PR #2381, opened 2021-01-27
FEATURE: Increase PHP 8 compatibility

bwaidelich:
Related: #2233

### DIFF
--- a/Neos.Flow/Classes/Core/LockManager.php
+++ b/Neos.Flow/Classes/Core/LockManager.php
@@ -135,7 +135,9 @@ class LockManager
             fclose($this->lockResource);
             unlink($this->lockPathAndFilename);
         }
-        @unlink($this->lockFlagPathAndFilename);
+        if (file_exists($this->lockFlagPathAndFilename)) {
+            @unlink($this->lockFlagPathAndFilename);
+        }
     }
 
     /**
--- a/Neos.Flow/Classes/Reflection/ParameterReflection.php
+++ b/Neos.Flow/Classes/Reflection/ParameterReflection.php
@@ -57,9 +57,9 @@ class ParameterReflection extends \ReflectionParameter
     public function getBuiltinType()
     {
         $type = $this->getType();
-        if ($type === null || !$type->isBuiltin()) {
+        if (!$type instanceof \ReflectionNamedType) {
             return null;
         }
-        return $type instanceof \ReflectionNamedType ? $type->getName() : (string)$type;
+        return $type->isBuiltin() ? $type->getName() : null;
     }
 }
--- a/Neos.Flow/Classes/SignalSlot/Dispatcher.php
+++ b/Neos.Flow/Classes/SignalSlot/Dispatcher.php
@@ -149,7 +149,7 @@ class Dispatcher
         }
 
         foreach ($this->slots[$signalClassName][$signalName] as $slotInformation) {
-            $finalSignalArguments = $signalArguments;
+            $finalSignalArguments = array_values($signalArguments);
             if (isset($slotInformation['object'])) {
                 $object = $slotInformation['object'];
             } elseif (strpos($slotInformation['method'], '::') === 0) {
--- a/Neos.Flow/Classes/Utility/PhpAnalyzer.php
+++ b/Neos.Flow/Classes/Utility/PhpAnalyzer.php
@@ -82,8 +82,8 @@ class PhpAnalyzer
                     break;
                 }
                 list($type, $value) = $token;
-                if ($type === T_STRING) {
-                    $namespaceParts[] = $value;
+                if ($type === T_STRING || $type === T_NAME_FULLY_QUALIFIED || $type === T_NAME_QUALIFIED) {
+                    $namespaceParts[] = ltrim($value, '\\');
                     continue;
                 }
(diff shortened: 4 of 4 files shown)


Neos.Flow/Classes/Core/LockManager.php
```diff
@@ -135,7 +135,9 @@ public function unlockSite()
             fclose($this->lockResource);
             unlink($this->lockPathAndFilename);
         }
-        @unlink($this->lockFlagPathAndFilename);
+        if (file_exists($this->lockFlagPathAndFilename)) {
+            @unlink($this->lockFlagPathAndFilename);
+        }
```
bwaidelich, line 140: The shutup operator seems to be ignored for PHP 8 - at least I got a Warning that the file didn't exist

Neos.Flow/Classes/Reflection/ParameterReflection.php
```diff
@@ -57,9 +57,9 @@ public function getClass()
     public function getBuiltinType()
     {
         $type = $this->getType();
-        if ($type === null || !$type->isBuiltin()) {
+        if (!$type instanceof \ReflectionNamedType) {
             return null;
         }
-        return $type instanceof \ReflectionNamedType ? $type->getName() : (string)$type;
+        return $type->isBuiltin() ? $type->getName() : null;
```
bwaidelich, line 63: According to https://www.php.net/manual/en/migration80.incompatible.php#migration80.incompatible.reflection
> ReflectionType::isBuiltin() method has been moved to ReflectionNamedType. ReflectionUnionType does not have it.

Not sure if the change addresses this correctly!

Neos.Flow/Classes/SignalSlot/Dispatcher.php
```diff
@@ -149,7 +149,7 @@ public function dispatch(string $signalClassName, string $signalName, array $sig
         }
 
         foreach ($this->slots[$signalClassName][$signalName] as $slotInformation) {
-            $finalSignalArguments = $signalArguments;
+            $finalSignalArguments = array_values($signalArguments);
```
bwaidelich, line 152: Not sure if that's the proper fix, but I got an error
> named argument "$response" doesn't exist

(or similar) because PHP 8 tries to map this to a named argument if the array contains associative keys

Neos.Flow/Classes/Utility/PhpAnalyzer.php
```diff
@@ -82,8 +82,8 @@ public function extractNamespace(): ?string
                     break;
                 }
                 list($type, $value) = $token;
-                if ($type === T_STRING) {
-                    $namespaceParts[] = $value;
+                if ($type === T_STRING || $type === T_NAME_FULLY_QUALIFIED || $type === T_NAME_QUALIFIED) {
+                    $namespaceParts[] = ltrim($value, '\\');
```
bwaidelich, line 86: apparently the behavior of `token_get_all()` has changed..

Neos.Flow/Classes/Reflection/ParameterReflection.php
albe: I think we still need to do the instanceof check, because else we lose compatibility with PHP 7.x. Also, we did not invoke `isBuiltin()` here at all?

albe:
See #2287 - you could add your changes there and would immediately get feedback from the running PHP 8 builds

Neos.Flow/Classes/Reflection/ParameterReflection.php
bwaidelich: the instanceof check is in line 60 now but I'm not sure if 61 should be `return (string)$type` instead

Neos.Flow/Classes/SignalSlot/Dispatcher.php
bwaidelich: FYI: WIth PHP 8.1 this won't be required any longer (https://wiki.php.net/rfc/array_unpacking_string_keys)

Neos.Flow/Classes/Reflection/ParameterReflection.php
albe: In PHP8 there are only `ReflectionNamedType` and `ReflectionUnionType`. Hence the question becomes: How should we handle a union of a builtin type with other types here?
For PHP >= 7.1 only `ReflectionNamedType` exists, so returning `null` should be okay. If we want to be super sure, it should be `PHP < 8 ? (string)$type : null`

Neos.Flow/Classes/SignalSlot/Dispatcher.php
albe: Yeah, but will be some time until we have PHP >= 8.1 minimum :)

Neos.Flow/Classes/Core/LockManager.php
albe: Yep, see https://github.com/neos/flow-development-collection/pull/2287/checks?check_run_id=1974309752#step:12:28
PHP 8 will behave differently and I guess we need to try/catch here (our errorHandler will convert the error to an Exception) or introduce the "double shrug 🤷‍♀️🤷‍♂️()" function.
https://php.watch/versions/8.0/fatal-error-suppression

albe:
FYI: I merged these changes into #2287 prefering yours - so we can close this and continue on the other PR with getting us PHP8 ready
--
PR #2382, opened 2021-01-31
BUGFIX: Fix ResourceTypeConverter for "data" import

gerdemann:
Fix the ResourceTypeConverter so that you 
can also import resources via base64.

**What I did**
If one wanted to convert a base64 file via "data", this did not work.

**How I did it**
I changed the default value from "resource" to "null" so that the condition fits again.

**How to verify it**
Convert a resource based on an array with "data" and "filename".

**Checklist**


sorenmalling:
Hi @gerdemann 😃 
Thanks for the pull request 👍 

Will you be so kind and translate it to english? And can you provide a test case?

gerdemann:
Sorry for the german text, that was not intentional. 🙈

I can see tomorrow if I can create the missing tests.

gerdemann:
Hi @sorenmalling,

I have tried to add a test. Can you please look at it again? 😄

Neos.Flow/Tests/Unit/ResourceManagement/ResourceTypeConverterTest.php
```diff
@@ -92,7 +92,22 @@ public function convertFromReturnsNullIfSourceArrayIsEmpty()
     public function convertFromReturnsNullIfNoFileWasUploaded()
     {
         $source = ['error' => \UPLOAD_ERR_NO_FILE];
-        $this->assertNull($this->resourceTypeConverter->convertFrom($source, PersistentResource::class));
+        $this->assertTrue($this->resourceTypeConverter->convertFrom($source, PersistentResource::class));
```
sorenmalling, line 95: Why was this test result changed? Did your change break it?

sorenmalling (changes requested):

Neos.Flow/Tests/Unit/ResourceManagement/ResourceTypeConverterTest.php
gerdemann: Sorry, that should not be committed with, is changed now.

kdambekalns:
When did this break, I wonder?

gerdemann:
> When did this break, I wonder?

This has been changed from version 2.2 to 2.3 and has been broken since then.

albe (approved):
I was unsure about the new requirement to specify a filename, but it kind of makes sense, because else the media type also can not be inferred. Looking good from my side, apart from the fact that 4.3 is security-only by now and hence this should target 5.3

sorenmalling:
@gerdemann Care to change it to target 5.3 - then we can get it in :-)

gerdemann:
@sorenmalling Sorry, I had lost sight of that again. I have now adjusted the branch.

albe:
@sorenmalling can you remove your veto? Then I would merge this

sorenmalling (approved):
* * *
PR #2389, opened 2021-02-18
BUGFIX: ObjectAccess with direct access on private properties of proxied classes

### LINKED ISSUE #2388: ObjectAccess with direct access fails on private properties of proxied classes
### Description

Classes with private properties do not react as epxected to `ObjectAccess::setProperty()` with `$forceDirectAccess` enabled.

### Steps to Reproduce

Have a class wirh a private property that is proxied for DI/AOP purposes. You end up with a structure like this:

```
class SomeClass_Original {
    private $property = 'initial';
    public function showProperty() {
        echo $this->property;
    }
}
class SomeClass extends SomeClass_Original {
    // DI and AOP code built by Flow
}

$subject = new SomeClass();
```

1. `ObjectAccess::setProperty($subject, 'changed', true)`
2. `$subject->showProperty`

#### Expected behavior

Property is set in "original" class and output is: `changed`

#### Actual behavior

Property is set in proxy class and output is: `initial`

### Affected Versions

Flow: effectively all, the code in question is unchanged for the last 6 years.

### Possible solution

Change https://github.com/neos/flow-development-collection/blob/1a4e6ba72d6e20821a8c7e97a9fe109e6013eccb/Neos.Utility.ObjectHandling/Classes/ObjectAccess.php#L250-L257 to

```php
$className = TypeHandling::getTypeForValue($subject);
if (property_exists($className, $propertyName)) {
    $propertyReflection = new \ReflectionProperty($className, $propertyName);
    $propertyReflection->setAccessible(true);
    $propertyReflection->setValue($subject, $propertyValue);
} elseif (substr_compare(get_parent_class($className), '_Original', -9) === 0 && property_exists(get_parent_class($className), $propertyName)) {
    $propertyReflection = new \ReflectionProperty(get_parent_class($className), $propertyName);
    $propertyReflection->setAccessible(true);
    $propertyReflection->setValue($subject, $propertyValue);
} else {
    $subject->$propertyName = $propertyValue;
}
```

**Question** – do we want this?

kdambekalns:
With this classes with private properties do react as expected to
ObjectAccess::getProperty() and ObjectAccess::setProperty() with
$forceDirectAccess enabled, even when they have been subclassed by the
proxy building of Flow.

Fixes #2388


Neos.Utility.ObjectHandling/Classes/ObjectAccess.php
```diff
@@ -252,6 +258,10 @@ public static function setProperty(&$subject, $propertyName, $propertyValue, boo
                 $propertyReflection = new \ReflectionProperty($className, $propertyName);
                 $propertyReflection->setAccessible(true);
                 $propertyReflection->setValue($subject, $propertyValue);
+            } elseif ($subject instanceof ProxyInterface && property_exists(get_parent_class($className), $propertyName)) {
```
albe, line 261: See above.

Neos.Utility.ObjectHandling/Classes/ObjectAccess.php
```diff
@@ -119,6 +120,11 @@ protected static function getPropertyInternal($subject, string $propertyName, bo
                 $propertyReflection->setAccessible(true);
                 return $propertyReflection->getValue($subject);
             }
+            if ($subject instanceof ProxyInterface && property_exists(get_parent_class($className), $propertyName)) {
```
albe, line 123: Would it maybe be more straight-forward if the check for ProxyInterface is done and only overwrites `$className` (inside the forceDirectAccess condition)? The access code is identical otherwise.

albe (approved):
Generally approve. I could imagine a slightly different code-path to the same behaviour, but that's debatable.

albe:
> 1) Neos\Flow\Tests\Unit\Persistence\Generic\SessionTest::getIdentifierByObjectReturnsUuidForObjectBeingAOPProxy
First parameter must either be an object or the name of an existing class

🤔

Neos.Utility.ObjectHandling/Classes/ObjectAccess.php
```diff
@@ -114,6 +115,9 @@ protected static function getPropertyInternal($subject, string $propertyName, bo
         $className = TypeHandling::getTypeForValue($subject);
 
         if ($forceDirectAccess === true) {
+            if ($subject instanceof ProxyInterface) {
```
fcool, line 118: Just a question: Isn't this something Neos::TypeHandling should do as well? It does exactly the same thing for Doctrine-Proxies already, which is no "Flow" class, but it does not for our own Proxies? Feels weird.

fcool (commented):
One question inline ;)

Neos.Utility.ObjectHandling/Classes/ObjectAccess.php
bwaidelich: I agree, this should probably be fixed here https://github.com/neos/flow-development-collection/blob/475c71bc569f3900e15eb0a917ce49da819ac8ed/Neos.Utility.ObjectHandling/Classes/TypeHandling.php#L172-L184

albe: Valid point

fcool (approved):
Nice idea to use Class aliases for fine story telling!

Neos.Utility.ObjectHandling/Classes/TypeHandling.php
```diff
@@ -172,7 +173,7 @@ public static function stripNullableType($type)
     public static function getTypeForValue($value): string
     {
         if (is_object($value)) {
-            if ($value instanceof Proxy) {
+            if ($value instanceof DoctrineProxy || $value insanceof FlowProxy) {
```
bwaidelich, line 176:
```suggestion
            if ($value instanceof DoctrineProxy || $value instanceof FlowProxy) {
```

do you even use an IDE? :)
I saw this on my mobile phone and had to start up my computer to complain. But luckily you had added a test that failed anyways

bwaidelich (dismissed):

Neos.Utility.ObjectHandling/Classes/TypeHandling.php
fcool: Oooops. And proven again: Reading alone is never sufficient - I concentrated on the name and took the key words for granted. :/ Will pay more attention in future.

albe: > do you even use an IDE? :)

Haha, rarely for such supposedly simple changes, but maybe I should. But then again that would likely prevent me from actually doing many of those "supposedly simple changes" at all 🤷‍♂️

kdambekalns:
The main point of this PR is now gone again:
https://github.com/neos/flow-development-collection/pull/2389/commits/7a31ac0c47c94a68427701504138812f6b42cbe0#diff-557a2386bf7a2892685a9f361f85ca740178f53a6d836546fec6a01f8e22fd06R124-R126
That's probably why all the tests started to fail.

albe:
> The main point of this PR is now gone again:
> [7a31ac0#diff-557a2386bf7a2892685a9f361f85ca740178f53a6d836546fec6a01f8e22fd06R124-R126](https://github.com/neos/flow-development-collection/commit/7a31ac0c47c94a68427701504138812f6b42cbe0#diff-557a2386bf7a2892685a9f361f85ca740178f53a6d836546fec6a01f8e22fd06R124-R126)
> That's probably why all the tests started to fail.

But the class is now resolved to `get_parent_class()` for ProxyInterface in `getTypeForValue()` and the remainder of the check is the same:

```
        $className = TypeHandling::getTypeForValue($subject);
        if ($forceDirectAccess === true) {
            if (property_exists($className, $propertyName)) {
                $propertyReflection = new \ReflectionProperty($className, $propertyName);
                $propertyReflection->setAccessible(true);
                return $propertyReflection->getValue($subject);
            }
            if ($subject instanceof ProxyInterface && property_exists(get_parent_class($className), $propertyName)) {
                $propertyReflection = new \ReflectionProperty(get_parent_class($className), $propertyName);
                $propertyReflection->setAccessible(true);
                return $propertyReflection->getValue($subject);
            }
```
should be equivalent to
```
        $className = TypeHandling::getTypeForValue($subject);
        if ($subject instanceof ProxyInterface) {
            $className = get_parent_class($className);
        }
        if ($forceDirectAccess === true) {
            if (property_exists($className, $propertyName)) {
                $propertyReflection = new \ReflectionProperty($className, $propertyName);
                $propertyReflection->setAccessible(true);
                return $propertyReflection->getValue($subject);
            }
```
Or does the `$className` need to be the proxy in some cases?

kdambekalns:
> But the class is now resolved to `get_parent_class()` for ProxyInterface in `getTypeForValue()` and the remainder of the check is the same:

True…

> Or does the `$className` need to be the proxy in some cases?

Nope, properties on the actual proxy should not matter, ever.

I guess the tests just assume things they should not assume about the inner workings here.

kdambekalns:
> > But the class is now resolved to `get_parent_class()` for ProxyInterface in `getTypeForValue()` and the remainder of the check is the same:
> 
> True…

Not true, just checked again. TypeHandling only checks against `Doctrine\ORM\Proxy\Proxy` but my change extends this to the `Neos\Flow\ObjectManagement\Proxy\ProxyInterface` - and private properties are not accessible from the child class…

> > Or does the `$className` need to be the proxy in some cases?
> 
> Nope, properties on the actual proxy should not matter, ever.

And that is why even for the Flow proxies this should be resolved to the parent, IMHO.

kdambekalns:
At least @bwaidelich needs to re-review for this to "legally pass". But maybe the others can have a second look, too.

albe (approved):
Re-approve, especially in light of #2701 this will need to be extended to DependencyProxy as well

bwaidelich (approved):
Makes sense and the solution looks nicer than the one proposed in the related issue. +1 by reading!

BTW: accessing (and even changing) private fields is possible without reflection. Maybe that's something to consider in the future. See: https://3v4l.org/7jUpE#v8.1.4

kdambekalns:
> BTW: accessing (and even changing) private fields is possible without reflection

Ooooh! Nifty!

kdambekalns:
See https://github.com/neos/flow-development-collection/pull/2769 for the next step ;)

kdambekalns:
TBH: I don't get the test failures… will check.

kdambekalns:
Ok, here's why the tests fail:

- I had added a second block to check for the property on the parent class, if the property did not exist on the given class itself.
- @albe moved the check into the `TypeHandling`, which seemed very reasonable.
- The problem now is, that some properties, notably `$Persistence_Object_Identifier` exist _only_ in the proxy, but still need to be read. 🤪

WHAT YOU WILL DO => Each line containing the word "well" needs to be copied from the data above.

EXERCISE SOLUTION =>
fcool, line 118: Just a question: Isn't this something Neos::TypeHandling should do as well? It does exactly the same thing for Doctrine-Proxies already, which is no "Flow" class, but it does not for our own Proxies? Feels weird.
Re-approve, especially in light of #2701 this will need to be extended to DependencyProxy as well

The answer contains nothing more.